Optical and microstructural characterization of MoO3 thin films for organic solar cells applications

Organic solar cells are very attractive for solar energy conversion due to their low cost, flexibility, lightness, and potential for manufacturing via roll-to-roll process. One of the materials most used as hole transport layer in these cells is the PEDOT: PSS polymer. However, this polymer easily degrades under environmental conditions, limiting the device lifetime. In this work MoO3 films were deposited by reactive radio frequency sputtering for being used as hole transport layer in organic solar cells. The effect of deposition parameters, such as working power and substrate temperature, was investigated. The x-ray diffraction data showed that the films deposited at 200 degrees C were amorphous or nanocrystalline, regardless the deposition power, except for those deposited at the lowest power, 125 W, which contained a small amount of the beta-MoO3 phase. The transmittance of these films, measured in a UV-VIS spectrophotometer, ranged from 60% to 75%. Unlike deposition power, the substrate temperature significantly affected the microstructural and optical properties of the films.
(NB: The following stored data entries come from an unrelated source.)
PR #182, opened 2022-05-18
Improve WorkflowExecutionStartEventAttributes documentation

Spikhalskiy:
**What changed?**
Clarified and added some comments to `WorkflowExecutionStartEventAttributes`.

### DIFF
--- a/temporal/api/history/v1/message.proto
+++ b/temporal/api/history/v1/message.proto
@@ -70,7 +70,7 @@ message WorkflowExecutionStartedEventAttributes {
     temporal.api.failure.v1.Failure continued_failure = 12;
     temporal.api.common.v1.Payloads last_completion_result = 13;
     // This is the run id when the WorkflowExecutionStarted event was written.
-    // Reset changes the execution runId, but preserves this field.
+    // A workflow reset changes the execution run_id, but preserves this field.
     string original_execution_run_id = 14;
     // Identity of the client who requested this execution
     string identity = 15;
--- a/temporal/api/history/v1/message.proto
+++ b/temporal/api/history/v1/message.proto
@@ -49,6 +49,8 @@ message WorkflowExecutionStartedEventAttributes {
     temporal.api.common.v1.WorkflowType workflow_type = 1;
     // If this workflow is a child, the namespace our parent lives in
     string parent_workflow_namespace = 2;
+    // Contains information about parent workflow execution that initiated the child workflow these attributes belong to.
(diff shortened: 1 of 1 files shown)


temporal/api/history/v1/message.proto
```diff
@@ -67,11 +69,13 @@ message WorkflowExecutionStartedEventAttributes {
...
     temporal.api.failure.v1.Failure continued_failure = 12;
     temporal.api.common.v1.Payloads last_completion_result = 13;
-    // This is the run id when the WorkflowExecutionStarted event was written
+    // This is the run id when the WorkflowExecutionStarted event was written.
+    // Reset changes the execution runId, but preserves this field.
     string original_execution_run_id = 14;
     // Identity of the client who requested this execution
     string identity = 15;
     // This is the very first runId along the chain of ContinueAsNew and Reset.
+    // Workflow Retry creates a new chain.
```
dnr, line 78: Retry (and cron) preserve this and don't create a new chain

Spikhalskiy: Thanks! I thought workflow retries create new chain. Is there anything you are aware of that breaks the chain now then?

temporal/api/history/v1/message.proto
```diff
@@ -67,11 +69,13 @@ message WorkflowExecutionStartedEventAttributes {
     temporal.api.enums.v1.ContinueAsNewInitiator initiator = 11;
     temporal.api.failure.v1.Failure continued_failure = 12;
     temporal.api.common.v1.Payloads last_completion_result = 13;
-    // This is the run id when the WorkflowExecutionStarted event was written
+    // This is the run id when the WorkflowExecutionStarted event was written.
+    // Reset changes the execution runId, but preserves this field.
```
Sushisource, line 73:
```suggestion
    // A workflow reset changes the execution run_id, but preserves this field.
```
I figure snake case looks a little more consistent in proto land

Sushisource (approved):

temporal/api/history/v1/message.proto
dnr: In my mental model, continuing a chain is the "exceptional case", limited to retry, [old] cron, continue-as-new, and reset, and "everything else" creates a new chain. But I guess there isn't that much else: start workflow (duplicate or not), signal-with-start, start child workflow. I can't think of any others.

Spikhalskiy: Thanks for confirming. 
So basically only one of the explicit start commands (all versions of it) can lead to the creation of the new chain. Other operations always continue the chain.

The results showed that films deposited above 250 degrees C were crystalline and consisted of a mixture of beta-MoO3 and alpha-MoO3 phases, the percentage of the alpha-MoO3 phase increasing with temperature. The surface images of the films confirmed the important role of the substrate temperature on the crystallization of the films, showing the increase of crystallization with the temperature. The results of UV-Vis spectroscopy showed that the substrate temperature can be used as a parameter for bandgap tuning, with the values changing from 2.7 eV to 3.1 eV as temperature increases.